Poppy Seed Cake
5th day of Advent
- 200g butter
- 60g powdered sugar
- 13g vanilla sugar
- 2g salt
- + lemon zest from half a lemon
- 160g egg yolks (8)
- 240g egg whites (8)
- 160g granulated sugar
- 250g ground grey poppy seed
- 160g almond meal
- Mix butter with powdered sugar, vanilla sugar, lemon zest and salt until creamy.
- Mix in the egg yolks, one after the other.
- Separately, beat the egg whites with sugar until it stiffens and forms peaks.

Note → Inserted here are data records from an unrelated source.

PR #2277, opened 2025-02-28
Dis 450 clean orphan libcal events

lathomas64:
Creating a static method to clean up orphan events
to test:
* set up springshare libcal settings in aspen and pull events
* delete the springshare settings
* run the eventsIndexer
* the imported events should now be marked as deleted


mdnoble73 (changes requested):
@lathomas64 do we also need to mark the events as deleted within springshare_libcal_events database table? If not, the events will get deleted from Solr at each pass (even though they are already deleted). 

This could also probably be optimized to delete all of the events with one query similar to: 
solrUpdateServer.deleteByQuery("type:event_libcal AND source:" + settingsId).

Then we don't need the orphanEventCleanup property. If we go that route also should add some logging to the event indexing log so adminstrators can see what has been deleted?

mdnoble73:
Oops sorry, didn't see this was still a draft. Sorry for commenting early

lathomas64:
> @lathomas64 do we also need to mark the events as deleted within springshare_libcal_events database table? If not, the events will get deleted from Solr at each pass (even though they are already deleted).
> 
> This could also probably be optimized to delete all of the events with one query similar to: solrUpdateServer.deleteByQuery("type:event_libcal AND source:" + settingsId).
> 
> Then we don't need the orphanEventCleanup property. If we go that route also should add some logging to the event indexing log so adminstrators can see what has been deleted?

Good idea. I wasn't sure how to approach all the solr changes which was the only reason I was doing things piecemeal like that but with the deletebyQuery option we can make this a lot simpler.

mdnoble73 (approved):

PR #2278, opened 2025-02-28
DIS-452 Boundless: Pass email during Checkout-to-placeHolds transition

LiYanjun19:
When a Boundless record is showing “available” in Aspen, but actually “waitlist” on Boundless website, if a patron wants to checkout the record, Aspen will redirect to place holds. But it will fail and shows “invalid email address”.

To replicate the bug:
1. Find a Boundless record that “available” in Aspen but “waitlist” on Boundless. 
2. Checkout the record 
3. A pop-up displaying “Sorry, we could not checkout this Boundless title to you. Would you like to place a hold instead?”
4. Click Ok and place a hold 
5. Get the error “Could not place Boundless hold, Invalid Email Address” 

The error comes from when redirecting from Checkout to Placeholds, the email is not being passed, so, add the parameters to the doHold method.

### DIFF
--- a/code/web/Drivers/Axis360Driver.php
+++ b/code/web/Drivers/Axis360Driver.php
@@ -597,10 +597,6 @@ class Axis360Driver extends AbstractEContentDriver {
 						'text' => 'Place a Hold',
 						'isPublicFacing' => true,
 					]);
-					$email = empty($patron->axis360Email) ? $patron->email : $patron->axis360Email;
-					$result['api']['holdParams'] = [
-						'email' => $email
-					];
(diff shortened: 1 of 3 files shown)


mdnoble73 (changes requested):
It looks like this still won't work if the patron does not have an email set for their account. We should check to see if promptForAxis360Email is on or off and if the patron does not have an Axis360Email or promptForAxis360Email is on, we should prompt them to enter their email as if it was a normal hold.

mdnoble73 (approved):

PR #2283, opened 2025-03-03
DIS-192: iCalendar export, private events, archived event types

Abhyastamita:
- Added Export button for both event search results and for individual event record pages which generates an iCalendar file.  The button appears for events from any vendor, but for repeating Aspen Events, there's an option to just export a single event or all upcoming events in the series.  
  - Tested iCalendar files with Apple Calendar, Google Calendar, and Outlook.com Calendar
- Fixed private events so that they are limited according to the user's permissions for Manage Events.
- Also limited private events that show up in search results and the event calendar, however doesn't fully work as it should.  If the user has the permission View Private Events For All Locations, private events will show up in search and on the calendar.  If the user has more granular permissions just to view private events for home library or home location, then they will not see any private events in the search results or calendar, just in Manage Events.  I had trouble finding a Solr query that would work for that.


Abhyastamita:
- Fixed private event indexing so that search results can be limited to only include private events at the user's home library or home location.
- Added label for private events in search interface.

mdnoble73 (approved):

PR #2290, opened 2025-03-05
DIS-188: Adding series member covers and adding, deleting, and excluding series and series members

Abhyastamita:
- Added expanded edit screen for series members that allows uploading a cover and changing more series member metadata if it's something the user added.
  - No edit or delete button for series members that were added automatically by indexing.  The user can still change some fields like volume for these.
- Added Exclude checkbox for series members so that the user can remove titles in the series that don't belong and they aren't deleted, so the indexer won't re-add them.
  - Added button to Show Excluded Series Titles.  These are hidden by default when editing a series in order to make the display less overwhelming if there are lots of series members.
- Added display of either default or uploaded cover for placeholder series.
- Added option to add a series from the Administer Series page.  User created series do not have the Grouped Work Series Title filled out, so running the indexer will not add or modify these series records at all.  This way no records that don't belong will be accidentally added.
- Changed series author field so that it can be edited but it still has a warning that it might be modified by indexing.


data_dir_setup/.idea/workspace.xml
mdnoble73, line 1: @Abhyastamita can you exclude this form your commit and add to git ignore? It will conflict with other developers so best not to include it.

mdnoble73 (changes requested):

mdnoble73 (approved):

PR #2295, opened 2025-03-06
DIS-416: Debugging ecommerce applications

lucasmontoya13:
Test plan :

- Login as a staff user with permissions to manage ecommerce payments settings
- Set your prefer ecommerce to manage your payments like Paypal, ProPay, NCR, PaypalPayflow with valid credentials
- By default the option 'Enable Payments Debugging' is active
- Enable your IP to be able to log debugging information
- Go to Greenhouse -> External Log Entry
- Login with a user who has fines to pay (use an incognito window for testing)
- Pay the fines
- The staff user should be able to watch debugging information about movements related with the ecommerce

### DIFF
--- a/code/web/release_notes/25.04.00.MD
+++ b/code/web/release_notes/25.04.00.MD
@@ -27,6 +27,8 @@
 //jason (equinox)
 
 //lucas
+### Other Updates
+- Add an option to allow staff users to get debugging information about payments. (DIS-416) (*LM*)
 
 //tomas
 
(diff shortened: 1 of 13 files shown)


mdnoble73 (changes requested):
I don't think we need the extra settings for each eCommerce setting. Using the debugging by IP should be sufficient as long as no PII is logged.

lucasmontoya13:
I've created another PR with some enhacements. I'm going to close this one!

PR #12, opened 2020-11-11
Support configuration of automountServiceAccountToken field

aaron-trout:
The issue I am trying to work around with this is that I am using the
kubernetes provider for Terraform, which is supposed to ignore the incluster
config if you provide other config, but I think there is a bug where this
does not happen.

As far as I know Atlantis itself does not need the service account for
anything so think it is fine to allow disabling this.

Obviously it would be more ideal to fix the bug in Terraform but I have a
feeling this is actually down the version of kubernetes/client-go they are
using or something. This serves as an easy workaround in the meantime.


aaron-trout:
What is your process w.r.t. bumping the chart version and making a git tag? Should I bump the version in `Chart.yaml` as part of this PR or will you do that directly once it's merged?

aaron-trout:
`✖︎ atlantis => (version: "3.12.5", path: "charts/atlantis") > Chart version not ok. Needs a version bump!`

Ah, well I guess that answers that question then 😅

aaron-trout:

- Finally, mix both sets of ingredients together and then carefully blend in the grounded poppyseed and almond meal.
- Fill a muffin tin or a springform pan (diameter 27 cm x 6cm) with the blended mixture.

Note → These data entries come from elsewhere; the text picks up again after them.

Issue #7, opened 2020-10-23
Support Multiple Ingress hosts


jseiser:
I can probably submit a PR on this, if its something you would want.

Essentially, our setup creates DNS records in Route 53, and we create CNAMES to those records in CLoudflare.  So I actually need 2 ingresses, one for the `internal` entry, and one of the `external` entry.

spirosoik:
this can be closed.

PR #30, opened 2021-02-16
Add support for multiple hosts in ingress

spirosoik:
This is a breaking change so we need to bump to a major release.

Removed old:
- `ingress.host`
- `ingress.path`

and introduced:
- `ingress.hosts`
- `ingress.hosts[0].paths`

Issue: https://github.com/runatlantis/helm-charts/issues/7


lkysow:
Can we do this in a non-backwards breaking way? If `host` is not empty then use it, otherwise iterate through `hosts`.

spirosoik:
hey @lkysow sure it's possible just it adds a bit more complexity and it could be odd in the sense that there is already the `hosts`. But it's definitely feasible

spirosoik:
@lkysow have one more look. Right now we still support the old single host if it's set

spirosoik:
@lkysow any update on this?

PR #35, opened 2021-03-03
Add host aliases as an option

Trozz:
It may be required to set custom host aliases within the pods, this allows this functionality via an optional value.

Values example
```
hostAliases:
  - hostnames:
    - aaa.com
    - test.ccc.com
    ip: 10.0.0.0
  - hostnames:
    - bbb.com
    ip: 10.0.0.2
```


lkysow (dismissed):

lkysow:
Please rebase and then it looks good

Trozz:
@lkysow merged upstream, should be up to date now

Issue #38, opened 2021-03-12
No support for Azure DevOps in the Helm Chart


yohanb:
Hi!
The server supports configuration with Azure DevOps but not the Helm Chart.  Is it in the works?  When can we expect parity between the chart and the server features?
Thanks

yohanb:
PR submitted 🎉

PR #41, opened 2021-03-15
Azure DevOps integration

yohanb:
Hi,
as per issue #38, this is my contribution to add the Azure DevOps integration to the helm chart.
Cheers!


lkysow (approved):
Looks great! I think just bump up the version and we're good.

charts/atlantis/values.yaml
```diff
@@ -37,6 +37,14 @@ orgWhitelist: <replace-me>
 #   baseURL: https://bitbucket.yourorganization.com
 # (The chart will perform the base64 encoding for you for values that are stored in secrets.)
 
+# If using Azure DevOps, specify like the following:
+# azuredevops:
```
spirosoik, line 41: it's better to have a flag like `enabled: false`

spirosoik (approved):
good job!!!!

charts/atlantis/values.yaml
lkysow: yeah that's a better pattern but the other VCS stanzas don't have that so I think this is more consistent.

Eugst:
Can this one will be fixed and merged, please?

Issue #60, opened 2021-05-20
Create a chart for 0.17


courteouselk:
Current latest version of this chart refers `0.16.1` while the latest one is `0.17`.  Please create a new helm-chart version for it.

billabongrob:
Submitted a PR a few days back for it.  #56

fishpen0:
This can be closed now?

billabongrob:
> This can be closed now?

I would say so. Branch merged with changes.

PR #61, opened 2021-05-27
Bumping the default version to 17.

billabongrob:
Seems like when you try to PR a master to a master, it's failing Linting?  Seems multiple other tests are failing as well below this PR for the same reason.  Also, random swap file left in the repo. 🤷‍♂️  Trying this for #60


billabongrob:
@lkysow Let me know what you think.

- Bake the poppy seed mixture at 180C°.
- Baking time for the muffins: 17-20 minutes
- Baking time for the cake: 45-50 minutes
After letting the muffins cool, brush the muffins with hot currant marmalade and a sugar glaze.
Chocolate glaze ingredients:
- 150g high quality dark chocolate (65% cocoa e.g. Maracaibo Clasificado)
- 130g granulated sugar
- 70g water
Chocolate glaze instructions:
- Heat the sugar in the water until it boils.
- Mix in the chocolate and using an immersion blender, mix everything until the glaze is shiny and it has achieved a homogeneous consistency.
- Let the chocolate glaze cool to c. 50°C and then use it to glaze the muffins.